Revision as of 08:04, 1 November 2022

Problem

Let's say that an ordered triple of positive integers $(a,b,c)$ is $n$-powerful if $a \le b \le c$, $\gcd(a,b,c) = 1$, and $a^n + b^n + c^n$ is divisible by $a+b+c$. For example, $(1,2,2)$ is 5-powerful.

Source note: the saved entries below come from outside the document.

Issue #391, opened 2025-07-18
[Model Readiness Support]: Qwen2.5-VL-7B-Instruct


tstescoTT:
Note: this is a pure markdown version of new Model Readiness Support template, actual template will look different.

### Model Name

Name of model, typically HF repo ID without org name.

Qwen2.5-VL-7B-Instruct

### Model URL

Provide a link to the model publisher's repository, weights download, or documentation.

https://huggingface.co/Qwen/Qwen2.5-VL-7B-Instruct

### Model Tenstorrent code implementation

  • Determine all ordered triples (if any) which are $n$-powerful for all $n \ge 1$.
  • Determine all ordered triples (if any) which are 2004-powerful and 2005-powerful, but not 2007-powerful.

Solution

This problem needs a solution. If you have a solution for it, please help us out by adding it. Partial Solution: Consider $P(x)=(x-a)(x-b)(x-c)$. Let $S_k= a^k+b^k+c^k$.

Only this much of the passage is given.